Nicoletti, Paola and Aithal, Guruprasad P. and Bjornsson, Einar S. and Andrade, Raul J. and Sawle, Ashley and Arrese, Marco and Barnhart, Huiman X. and Bondon-Guitton, Emmanuelle and Hayashi, Paul H. and Bessone, Fernando and Carvajal, Alfonso and Cascorbi, Ingolf and Cirulli, Elizabeth T. and Chalasani, Naga and Conforti, Anita and Coulthard, Sally A. and Daly, Mark J. and Day, Christopher P. and Dillon, John F. and Fontana, Robert J. and Grove, Jane I. and Hallberg, Pär and Hernández, Nelia and Ibáñez, Luisa and Kullak-Ublick, Gerd A. and Laitinen, Tarja and Larrey, Dominique and Lucena, M. Isabel and Maitland-van der Zee, Anke H. and Martin, Jennifer H. and Molokhia, Mariam and Pirmohamed, Munir and Powell, Elizabeth E. and Qin, Shengying and Serrano, Jose and Stephens, Camilla and Stolz, Andrew and Wadelius, Mia and Watkins, Paul B. and Floratos, Aris and Shen, Yufeng and Nelson, Matthew R. and Urban, Thomas J. and Daly, Ann K.
(2016)
Association of liver injury from specific drugs, or groups of drugs, with polymorphisms in HLA and other genes in a genome-wide association study.
Gastroenterology
.
ISSN 0016-5085
Full text not available from this repository.
Abstract
Background & aims: We performed a genome-wide association study (GWAS) to identify genetic risk factors for drug-induced liver injury (DILI) from licensed drugs without previously reported genetic risk factors.

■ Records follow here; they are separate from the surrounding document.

PR #1919, opened 2023-05-06
Link README and Repo for openssl-macros

CosmicHorrorDev:
Just adding some missing metadata that I noticed from the [openssl-macros crates.io page](https://crates.io/crates/openssl-macros/0.1.1). Follows the same technique used for the other crates in this workspace


sfackler:
This crate was left intentionally light on crates.io metadata since it's only intended for use transitively through openssl.

CosmicHorrorDev:
I feel like copying the parent crate's README file is the typical way that I see "internal" crates, although that's admittedly not consistent across the ecosystem

Feel free to handle this however you want of course

PR #1921, opened 2023-05-09
Add bindings to SSL_bytes_to_cipher_list

RoastVeg:
I have a use case where I need to change the SSL context on the server side based on the supported cipher suite provided in the client hello callback. Without `SSL_bytes_to_cipher_list` support in rust-openssl, there really isn't a convenient way to handle the output from `client_hello_ciphers`, as the format is a real mess.

### DIFF
--- a/openssl/src/ssl/mod.rs
+++ b/openssl/src/ssl/mod.rs
@@ -72,7 +72,7 @@ use crate::srtp::{SrtpProtectionProfile, SrtpProtectionProfileRef};
 use crate::ssl::bio::BioMethod;
 use crate::ssl::callbacks::*;
 use crate::ssl::error::InnerError;
-use crate::stack::{Stack, StackRef};
+use crate::stack::{Stack, StackRef, Stackable};
 use crate::util::{ForeignTypeExt, ForeignTypeRefExt};
 use crate::x509::store::{X509Store, X509StoreBuilderRef, X509StoreRef};
 #[cfg(any(ossl102, libressl261))]
@@ -1940,6 +1940,10 @@ impl ForeignType for SslCipher {
     }
 }
 
+impl Stackable for SslCipher {
+    type StackType = ffi::stack_st_SSL_CIPHER;
+}
+
 impl Deref for SslCipher {
     type Target = SslCipherRef;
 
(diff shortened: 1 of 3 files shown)


openssl/src/ssl/mod.rs
```diff
@@ -3083,6 +3093,40 @@ impl SslRef {
...
+    ///
+    /// This can only be used inside of the client hello callback. Otherwise, `None` is returned.
+    ///
+    /// Requires OpenSSL 1.1.1 or newer.
+    #[corresponds(SSL_bytes_to_cipher_list)]
+    #[cfg(ossl111)]
+    pub fn client_hello_ciphers_stack(&self) -> Option<(Stack<SslCipher>, Stack<SslCipher>)> {
+        unsafe {
+            let mut ptr = ptr::null();
+            let len = ffi::SSL_client_hello_get0_ciphers(self.as_ptr(), &mut ptr);
```
sfackler, line 3107: I generally prefer to bind to each OpenSSL API as directly as possible, so I think we'd want separate methods for SSL_client_hello_get0_ciphers, SSL_bytes_to_cipher list, and SSL_client_hello_isv2 (though really the answer to that is just `false` as this point!).

RoastVeg: In that case as `SSL_client_hello_get0_ciphers` and `SSL_client_hello_isv2` both already have bindings, would you accept a new method like the following?
```rust
// struct Ssl
#[corresponds(SSL_bytes_to_cipher_list)]
pub fn bytes_to_ciphers_stack(&self, bytes: &[u8], isv2format: bool) -> Option<(Stack<SslCipher>, Stack<SslCipher>)> { // ... }
```

openssl/src/ssl/mod.rs
```diff
@@ -3083,6 +3093,39 @@ impl SslRef {
...
+    /// Returns a tuple of ciphers and signalling cipher-suite values if valid, or `None` otherwise.
+    ///
+    /// Requires OpenSSL 1.1.1 or newer.
+    #[corresponds(SSL_bytes_to_cipher_list)]
+    #[cfg(ossl111)]
+    pub fn bytes_to_ciphers_stack(
+        &self,
+        bytes: &[u8],
+        isv2format: bool,
+    ) -> Option<(Stack<SslCipher>, Stack<SslCipher>)> {
```
sfackler, line 3107: Can we have this return a `struct CipherLists { pub suites: Stack<SslCipher>, pub signaling_suites: Stack<SslCipher> }` so it's a bit more descriptive?

sfackler: Does the function not push errors onto the stack on failure, or should this return a `Result<CipherLists, ErrorStack>` instead?

PR #1922, opened 2023-05-10
fix: BIO_set_retry_write when BIO_CTRL_FLUSH to allow writer returns WouldBlock on flush

ihciah:
This PR fixes a BIO_flush related issue. According to openssl doc([link](https://www.openssl.org/docs/man1.0.2/man3/BIO_flush.html)):
> BIO_flush(), because it can write data may return 0 or -1 indicating that the call should be retried later in a similar manner to BIO_write(). The BIO_should_retry() call should be used and appropriate action taken is the call fails.

We have to call `BIO_set_retry_write` on `retriable_error` like WouldBlock. Otherwise, when the `flush` returns WouldBlock, it will fail.

Since we usually wrap openssl with a `TcpStream`, there is no buffer inside and `flush` always returns `Ok(())`, this issue is not obvious. However, if users use a buffered io, the flush support will be essential.

However, only fixes rust-openssl is not enough. I found a problem in openssl that makes this change not working. The issue can be found at https://github.com/openssl/openssl/pull/20919 and I will try to fix it.


ihciah:
As a memo:
To check the feature, clone the [forked openssl repo](https://github.com/ihciah/openssl), compile it and inject envs:
```
env::set_var("OPENSSL_LIB_DIR", "/some/path/openssl");
env::set_var("OPENSSL_INCLUDE_DIR", "/some/path/openssl/include");
env::set_var("OPENSSL_STATIC", "1");
```

sfackler:
Could you add a test for this change?

ihciah:
> Could you add a test for this change?

Sure. I've added a new test for it. But since openssl still has bug(https://github.com/openssl/openssl/pull/20919) on flush, to make the the test pass, I only tested read and write.

Once the openssl issue solved, change `first_flush` to true(L563) and the flush retriable can be tested.

ihciah:
Hi! Just a remind. @sfackler

sfackler:
I will look at this once the upstream change lands so it can actually be tested.

ihciah:
Hi! @sfackler 
The upstream fix is merged: https://github.com/openssl/openssl/pull/21298

PR #1925, opened 2023-05-15
Update vendored version to openssl 3

### LINKED ISSUE #1645: Update openssl-src to 300?
Currently openssl-sys crate references openssl-src version 111. Is there any plan to update to OpenSSL 3.0?

amousset:
Fixes #1645.

### DIFF
--- a/openssl-sys/Cargo.toml
+++ b/openssl-sys/Cargo.toml
@@ -25,7 +25,7 @@ bssl-sys = { version = "0.1.0", optional = true }
 [build-dependencies]
 bindgen = { version = "0.64.0", optional = true, features = ["experimental"] }
 cc = "1.0.61"
-openssl-src = { version = "111", optional = true }
+openssl-src = { version = "300.1.2", optional = true, features = ["legacy"] }
 pkg-config = "0.3.9"
 vcpkg = "0.2.8"
 
--- a/openssl-sys/build/main.rs
+++ b/openssl-sys/build/main.rs
@@ -115,6 +115,16 @@ fn main() {
         println!("cargo:rustc-link-lib={}={}", kind, lib);
     }
 
+    // https://github.com/openssl/openssl/pull/15086
+    if version == Version::Openssl3xx
+        && kind == "static"
+        && (env::var("CARGO_CFG_TARGET_OS").unwrap() == "linux"
+            || env::var("CARGO_CFG_TARGET_OS").unwrap() == "android")
+        && env::var("CARGO_CFG_TARGET_POINTER_WIDTH").unwrap() == "32"
+    {
+        println!("cargo:rustc-link-lib=dylib=atomic");
+    }
+
     if kind == "static" && target.contains("windows") {
         println!("cargo:rustc-link-lib=dylib=gdi32");
         println!("cargo:rustc-link-lib=dylib=user32");


openssl-sys/Cargo.toml
```diff
@@ -25,7 +25,7 @@ bssl-sys = { version = "0.1.0", optional = true }
 [build-dependencies]
 bindgen = { version = "0.64.0", optional = true, features = ["experimental"] }
 cc = "1.0.61"
-openssl-src = { version = "111", optional = true }
+openssl-src = { version = "300", optional = true, features = ["legacy"] }
```
amousset, line 28: Not sure if we want to enable this in the built openssl (or only use it for tests).

openssl-sys/Cargo.toml
```diff
@@ -25,7 +25,7 @@ bssl-sys = { version = "0.1.0", optional = true }
 [build-dependencies]
 bindgen = { version = "0.64.0", optional = true, features = ["experimental"] }
 cc = "1.0.61"
-openssl-src = { version = "111", optional = true }
+openssl-src = { version = "300.1.2", optional = true, features = ["legacy"] }
```
amousset, line 28: Legacy feature is required for the tests at least.

openssl-sys/build/main.rs
```diff
@@ -115,6 +115,16 @@ fn main() {
...
     }
 
+    // https://github.com/openssl/openssl/pull/15086
+    if version == Version::Openssl3xx
+        && kind == "static"
+        && (env::var("CARGO_CFG_TARGET_OS").unwrap() == "linux"
+            || env::var("CARGO_CFG_TARGET_OS").unwrap() == "android")
+        && env::var("CARGO_CFG_TARGET_POINTER_WIDTH").unwrap() == "32"
+    {
+        println!("cargo:rustc-link-lib=dylib=atomic");
```
amousset, line 125: When upgrading to 3.1, vendored tests fail with `undefined reference to `__atomic_stuff'` link errors, fixed by re-applying the patch removed in 32a303a752732fdd27c407a3a7fd668e546c05db. I did not dig the problem deeper.

amousset:
@sfackler Fixed test issues, ready for review.

openssl-sys/Cargo.toml
sfackler: It does seem like we realistically probably want to enable this - thoughts @alex?

openssl-sys/build/main.rs
sfackler: Hmm, I guess I'll need to poke around a bit to see if the commit that fixed this was reverted or something.

This is also something that may actually be best off moved to openssl-src.

sfackler: Ah, I think we just need to update the logic in openssl-src to include `atomic` as a lib when appropriate: https://github.com/alexcrichton/openssl-src-rs/blob/main/src/lib.rs#L549

openssl-sys/Cargo.toml
alex: We enable it by default in pyca/cryptography, its required for basically any encrypted key serialization (since they all use garbage algorithms).

openssl-sys/build/main.rs
amousset: The libs to link don't seem to come from openssl-src (only the library path is [used](https://github.com/sfackler/rust-openssl/blob/master/openssl-sys/build/find_vendored.rs#L13)) but are [redefined in openssl-sys](https://github.com/sfackler/rust-openssl/blob/master/openssl-sys/build/main.rs#L109). We could try to take lib list from openssl-src but it would still require defining them for non-vendored cases so I'm not sure it would make sense.

amousset: @sfackler We're new ~ 1 week from 1.1 EOL, is the current PR acceptable or do you want additional changes? As stated in the previous comment it does not seem practical to include the atomic lib on the openssl-src side.

BlackDex: I Know this is merged already, but i wanted to provide my feedback.
This now broke armv6 `arm-unknown-linux-gnueabi` again, for which this was removed.
If this really is needed for vendored tests, then maybe only enable this on vendored tests, or, as i do this in my build scripts add it when needed like this `RUSTFLAGS="-Clink-args=-latomic"`.

PR #1928, opened 2023-05-17
simplify converting asn1string

huettner94:
in combination with the previous commit this makes it easier to get an asn1string from a `&str` and convert it to a der encoding with a asn1 type tag.

Note that this PR depends on https://github.com/sfackler/rust-openssl/pull/1915 as they require in some places the same ffi functions.


openssl/src/asn1.rs
```diff
@@ -430,6 +431,34 @@ foreign_type_and_impl_send_sync! {
     pub struct Asn1StringRef;
 }
 
+impl Asn1String {
+    /// Converts the Asn1String to the ASN.1 representation with a IA5String tag
+    pub fn as_asn1type_der(&self) -> Result<Vec<u8>, ErrorStack> {
+        unsafe {
+            let typ = cvt_p(ffi::ASN1_TYPE_new()).unwrap();
+            ffi::ASN1_TYPE_set(typ, ffi::V_ASN1_IA5STRING, self.0.cast());
```
sfackler, line 439: I prefer minimizing the number of operations individual methods are performing. E.g. this should probably be one method to create an asn1type, one to fill it with the string, one to turn that into der.

huettner94: I split it now into `TryFrom<Asn1String>` and a function `as_der`. 

They are defined on the Struct `Asn1TypeWithValue`. I choose that name as there already seems to be a struct `Asn1Type` defined, but it holds the potential asn1 types, and does not wrap the `ASN1_TYPE` of openssl. 

Would you have a recommendation for the new struct name as i honestly do not like that one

Methods: We performed a GWAS of 862 persons with DILI and 10588 population-matched controls. The first set of cases was recruited prior to May 2009 in Europe (n=137) or the USA (n=274). The second set of cases were identified from May 2009 through May 2013 from international collaborative studies performed in Europe, the USA and South America. For the GWAS, we included only cases of European ancestry associated with a particular drug (but not flucloxacillin or amoxicillin-clavulanate). We used DNA samples from all subjects to analyze human leukocyte antigen (HLA) genes and single nucleotide polymorphisms (SNPs). After the discovery analysis was concluded, we validated our findings using data from 283 European patients with diagnosis of DILI associated with various drugs.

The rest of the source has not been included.